**Required action**. What lines in the material hold the string "JasonGlazer"? Return every one of them.

**Provided data**.
PR #84, opened 2021-06-30
Create Rule6-13.md

xingcx:
A few notes/questions I have:
1. Do we need to consider schedule.is_schedule_modified_for_workaround or is comparing EFLH sufficient for this rule?
2. Right now it seems the schema only has lighting.lighting_multiplier_schedule_name to find the schedule (string) from lighting object. I'm using match_data_element to locate the actual schedule, which means match_data_element will need to use name instead of id.  I remember there were some discussion on name vs id for the other rules, so just want to add a note here for future discussion.
3. We will need to add EFLH function to _function.md. I also put a note on the RDS tracker under the "request" tab.
4. The RDS spreadsheet currently has "Proposed building includes spaces with lighting systems with additional occupancy sensor control" as the rule trigger. Since it's part of the rule to loop through each space and check if space has lighting control, do we want to consider remove this trigger? Or we will have two almost identical loops. 
5. Do we need to add a trigger and apply this RDS only if the building does not use BAM?


supriyagoel:
Similar to the daylighting control test, we will use the function to compare hourly values of the lighting schedule between the B and P and report the vaariattion.
•	If the S-WG agrees to adding additional data elements, then we will ask about the type of occ control (partial on, manual on) and verify the hourly schedule variation based on the adjustment for the same (Rule 37-b)

JasonGlazer:
So do we need some new functions that compare two schedules?

mkarpman:
@JasonGlazer Yes, I agree.

docs/section6/Rule6-13.md
```diff
@@ -10,41 +10,69 @@
 - Table G3.7, Performance Rating Method Lighting Power Density Allowances and Occupancy Sensor Reductions Using the Space-by-Space Method  
 
 **Applicability:** All required data elements exist for P_RMR  
-**Applicability Checks:** None  
+**Applicability Checks:**  
+
+  1. Pass Rule 6-10.
+
```
supriyagoel, line 16: not sure why we need the applicability check for 6-10. 6-10 checks for occupancy controls in the baseline. occupancy controls in proposed are required irrespective of the outcome of 6-10. @mkarpman - any thoughts?

docs/section6/Rule6-13.md
```diff
@@ -10,41 +10,69 @@
...
+    - For each zone in thermal block: `zone_p in thermal_block_p.zones:`  
+
+      - For each space in zone: `space_p in zone_p.spaces:`  
+
+        - Get matching space from B_RMR: `space_b = match_data_element(B_RMR, Spaces, space_p.id)`  
+
+          - Get normalized space lighting schedule for B_RMR: `normalized_schedule_b = normalize_space_lighting_schedule(space_b)`  
+
+        - Get lighting space type: `lighting_space_type_p = space_p.lighting_space_type`  
+
```
supriyagoel, line 44: need normalized schedule at space level for proposed as well. Proposed could have several lighting objects with differant schedules and we should be calculating the normalized schedule at the space level for P as well.

supriyagoel (changes requested):
I believe this RDS could be quite straightforward. 

- we get the applicable occupancy reduction fraction for each space from table G3.7
- we use the function to calculate normalized schedule at space level for P and B
- we use the function to compare the normalized schedule at space level for P and B
- we can check if occ control = true. If yes, we display the outcome of the comparison result
- if false, P schedule should be = baseline schedule. Pass if true, caution is false with warning.

I think doing anything more will be challenging as the P and B could have any combination of shut off controls, programmable controls or daylighting controls. I think it would be best to simply do a comparison and report the outcome for the first round.

docs/section6/Rule6-13.md
mkarpman: Yes, I agree.

docs/section6/Rule6-13.md
```diff
@@ -0,0 +1,78 @@
...
+**Data Lookup:** Table G3.7  
+**Function Call:**  
+
+  - compare_schedules()
+  - normalize_space_lighting_schedule()
+
+## Rule Logic:  
+
+- **Applicability Check 1:** If pass Rule 6-10: `if rule_6_10 == TRUE:`  
+
```
mkarpman, line 28: This does not appear necessary per above

docs/section6/Rule6-13.md
mkarpman: Agreed

docs/section6/Rule6-13.md
```diff
@@ -0,0 +1,78 @@
...
+      - For each space in zone: `space_p in zone_p.spaces:`  
+
+        - Get matching space from B_RMR: `space_b = match_data_element(B_RMR, Spaces, space_p.id)`  
+
+          - Get normalized space lighting schedule for B_RMR: `normalized_schedule_b = normalize_space_lighting_schedule(space_b)`  
+
+        - Get lighting space type: `lighting_space_type_p = space_p.lighting_space_type`  
+
+          - If lighting space type is employee lunch and break rooms, conference/meeting rooms, or classrooms (not including shop classrooms, laboratory classrooms, and preschool through 12th-grade classrooms), get baseline lighting occupancy sensor reduction factor from Table G3.7: `if lighting_space_type_p in ["LOUNGE/BREAKROOM", "CONFERENCE/MEETING/MULTIPURPOSE ROOM", "CLASSROOM/LECTURE HALL/TRAINING ROOM - PENITENTIARY", "CLASSROOM/LECTURE HALL/TRAINING ROOM - ALL OTHER"]: reduction_factor_b = data_lookup(table_G3_7, lighting_space_type_p, "FULL-AUTO ON")`  
+
```
mkarpman, line 46: I think we can eliminate this condition because values in table G3.7 take care of these space types automatically.

docs/section6/Rule6-13.md
```diff
@@ -0,0 +1,78 @@
...
+          - Else, set baseline reduction factor to 0: `else: reduction_factor_b = 0`  
+
+        - For each lighting in space: `lighting_p in space_p.interior_lighting:`  
+
+          - Get lighting control type: `lighting_control_type_p = lighting_p.occupancy_control_type`  
+
+          - Get lighting occupancy sensor reduction factor from Table G3.7: `reduction_factor_p = data_lookup(table_G3_7, lighting_space_type_p, lighting_control_type_p)`  
+
```
mkarpman, line 54: I think here we need to calculate what the correct proposed normalized schedule should be (based on its difference from the baseline) and compare it to the modeled proposed normalized lighting schedule for each space.

I would establish the correct schedule based on (a) schedule reduction fraction in Table G3.7 and (b) whether this fraction should be increased based on the listed controls for each interiorlighting object as required in footnotes b (b. For manual-ON or partial-auto-ON occupancy sensors, the occupancy sensor reduction factor shall be multiplied by 1.25.) and c (c. For occupancy sensors controlling individual workstation lighting, occupancy sensor reduction factor shall be 30%.)

docs/section6/Rule6-13.md
```diff
@@ -0,0 +1,78 @@
...
+          - Calculate adjusted lighting occupancy sensor reduction factor based on B_RMR: `adjusted_reduction_factor_p = ( 1 - reduction_factor_p ) / ( 1 - reduction_factor_b )`  
+
+          - Get lighting schedule: `lighting_schedule_p = lighting_p.lighting_multiplier_schedule`  
+
```
mkarpman, line 58: The adjustment may be different for each interior_lighting object

docs/section6/Rule6-13.md
```diff
@@ -0,0 +1,78 @@
...
+          - Compare lighting schedules in P_RMR and B_RMR: `schedule_comparison_result = compare_schedules(lighting_schedule_p, normalized_schedule_b, building_open_schedule_p, adjusted_reduction_factor_p)`  
+
```
mkarpman, line 60: I think it should be compare_schedules(normalized_schedule_p, normalized_schedule_b, building_open_schedule_p, adjusted_reduction_factor_p).....`

docs/section6/Rule6-13.md
```diff
@@ -0,0 +1,78 @@
...
+            **Rule Assertion:**
+
+            - Case 1: For all hours, for each lighting, if lighting schedule in P_RMR is equal to lighting schedule in B_RMR times adjusted lighting occupancy sensor reduction factor: `if schedule_comparison_result == "MATCH": PASS`  
+
+            - Case 2: Else if lighting schedule in P_RMR is lower than or equal to lighting schedule in B_RMR times adjusted lighting occupancy sensor reduction factor: `if schedule_comparison_result == "EQUAL AND LESS": CAUTION`  
+
```
mkarpman, line 66: What does "equal and less" mean? I think if P_RMR schedule is lower than what it should be, the outcome should be FAIL (savings are exaggerated). And if it's greater than what it should be, the outcome may be caution (proposed lighting is modeled with higher runtime hours then we expect which is wrong but result in conservative compliance outcome.

mkarpman (changes requested):

docs/section6/Rule6-13.md
xingcx: Applicability check is now removed.

docs/section6/Rule6-13.md
xingcx: Applicability check is now removed.

docs/section6/Rule6-13.md
xingcx: Right now the RDS compared each lighting object schedule with baseline. This won't work when baseline has multiple lighting objects with different schedule and needs to be modified. 
I'm not sure if we need to normalize schedules in P_RMR (using the normalize schedule function we have right now). For example, if 
B_RMR:
- LPD1 = 1W/sf, schedule = 0.5
- LPD2 = 1W/sf, schedule = 0.8, (assuming B_RMR multiple LPD should be the same, probably with the exception of retail lights)
- Total LPD = 2W/sf, normalized schedule = 0.65

P_RMR if no controls:
- LPD1 = 0.5W/sf, schedule = 0.5
- LPD2 = 0.3W/sf, schedule = 0.8
- Total LPD = 0.8W/sf, normalized schedule = 0.6125
In this case, averaging all schedules then compare to the normalized baseline schedule will work, with the exception when multiple lighting objects in B_RMR have different LPDs.

P_RMR with occ sensor only:
- LPD1 = 0.5W/sf, schedule = 0.4 (assuming occ sensor reduction factor of 0.2)
- LPD2 = 0.3W/sf, schedule = 0.72 (assuming occ sensor reduction factor of 0.1)
- Total LPD = 0.8W/sf, normalized schedule = 0.52
In this case, we can calculate each lighting schedule without reduction factor and average all schedules then compare to the normalized baseline schedule. Again it won't seem to work if multiple lighting objects in B_RMR have different LPDs.

P_RMR with both occ sensor and other type of controls:
In this case maybe we just compare if the normalized schedule in P_RMR is less than B_RMR.

Or do I need to modify the normalize schedule function?

mkarpman: I think the baseline space lighting may include several interior lighting objects with different LPDs. For example, general and task lighting in a space may be modeled as separate interior lighting objects each with a different schedule. This would meet App G requirements as long as the total LPD equials the expected value in Table G3.7.  

To make this RDS work, it seems that we need to require that baseline either (a) has a single interior lighting object, or (b) has the same number of lighting objects as the proposed design. If (a), we'd compare each of the proposed schedules to the single baseline schedule individually, and confirm that they are either the same (no controls) or the difference is as expected. If (b), we'd expect pairs of interior lighting objects and compare schedules to establish whether they relate to each other as expected.

supriyagoel: @xingcx agree with MK. there is no requirement/guidance in App G for the B to have multiple lighting objects. In most cases, we would see the B RMR with a single lighting object with the prescribed LPD based on Table G3.7. The most conservative option would be to use the normalized schedules for both B and P. We can also discuss this tomorrow if you think otherwise.

docs/section6/Rule6-13.md
xingcx: @mkarpman As this compares all hours in 8760 schedule, "equal and less" means no hour is greater, just to cover cases when some hours are less and others are equal (or all hours are less). If P_RMR is lower than what's calculated in some hours, it might be because of other controls like daylighting. 
For Case 3, I'll change it from FAIL to CAUTION.

docs/section6/Rule6-13.md
xingcx: @mkarpman you are right, if B_RMR has the same allocation as P_RMR, normalizing LPD at the space level works. I'll update the rule.

docs/section6/Rule6-13.md
xingcx: Updated.

docs/section6/Rule6-13.md
xingcx: Control credit adjustment is now moved to normalize_space_schedules() function.

docs/section6/Rule6-13.md
xingcx: Removed.

docs/section6/Rule6-13.md
```diff
@@ -38,41 +34,26 @@
...
+        - Compare lighting schedules in P_RMR and B_RMR: `schedule_comparison_result = compare_schedules(normalized_schedule_b, normalized_schedule_b, building_open_schedule_p, adjusted_reduction_factor_p)`  
 
-          - Get lighting occupancy sensor reduction factor from Table G3.7: `reduction_factor_p = data_lookup(table_G3_7, lighting_space_type_p, lighting_control_type_p)`  
+          **Rule Assertion:**
 
-          - Calculate adjusted lighting occupancy sensor reduction factor based on B_RMR: `adjusted_reduction_factor_p = ( 1 - reduction_factor_p ) / ( 1 - reduction_factor_b )`  
+          - Case 1: For all hours, for each lighting, if lighting schedule in P_RMR is equal to lighting schedule in B_RMR times adjusted lighting occupancy sensor reduction factor: `if schedule_comparison_result == "MATCH": PASS`  
 
-          - Get lighting schedule: `lighting_schedule_p = lighting_p.lighting_multiplier_schedule`  
+          - Case 2: Else if lighting schedule in P_RMR is lower than or equal to lighting schedule in B_RMR times adjusted lighting occupancy sensor reduction factor: `if schedule_comparison_result == "EQUAL AND LESS": CAUTION`
```
mkarpman, line 48: I think this should be a FAIL, because P-RMR schedule fractions is less than B-RMR schedule fraction times adjustment. Or am I missing what this is doing?

mkarpman (changes requested):

docs/section6/Rule6-13.md
mkarpman: Why is this not "FAIL" as discussed below?

docs/section6/Rule6-13.md
```diff
@@ -0,0 +1,59 @@
...
+        - Compare lighting schedules in P_RMR and B_RMR: `schedule_comparison_result = compare_schedules(normalized_schedule_b, normalized_schedule_b, building_open_schedule_p, adjusted_reduction_factor_p)`  
+
+          **Rule Assertion:**
+
+          - Case 1: For all hours, for each lighting, if lighting schedule in P_RMR is equal to lighting schedule in B_RMR times adjusted lighting occupancy sensor reduction factor: `if schedule_comparison_result == "MATCH": PASS`  
+
+          - Case 2: Else if lighting schedule in P_RMR is lower than or equal to lighting schedule in B_RMR times adjusted lighting occupancy sensor reduction factor: `if schedule_comparison_result == "EQUAL AND LESS": CAUTION`  
+
+          - Case 3: Else, lighting schedule in P_RMR is higher than lighting schedule in B_RMR times adjusted lighting occupancy sensor reduction factor: `if schedule_comparison_result == "EQUAL AND MORE": CAUTION`  
+
```
mkarpman, line 50: Change outcome to "UNDERTERMINED"

mkarpman (changes requested):

docs/section6/Rule6-13.md
mkarpman: It still shows as "CAUTION" for me...

xingcx: @mkarpman Case 2 was updated to FAIL. Not sure why you still see CAUTION.

docs/section6/Rule6-13.md
xingcx: Updated with message also.

mkarpman (approved):

supriyagoel (approved):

**Answer section**.
JasonGlazer:
@JasonGlazer Yes, I agree.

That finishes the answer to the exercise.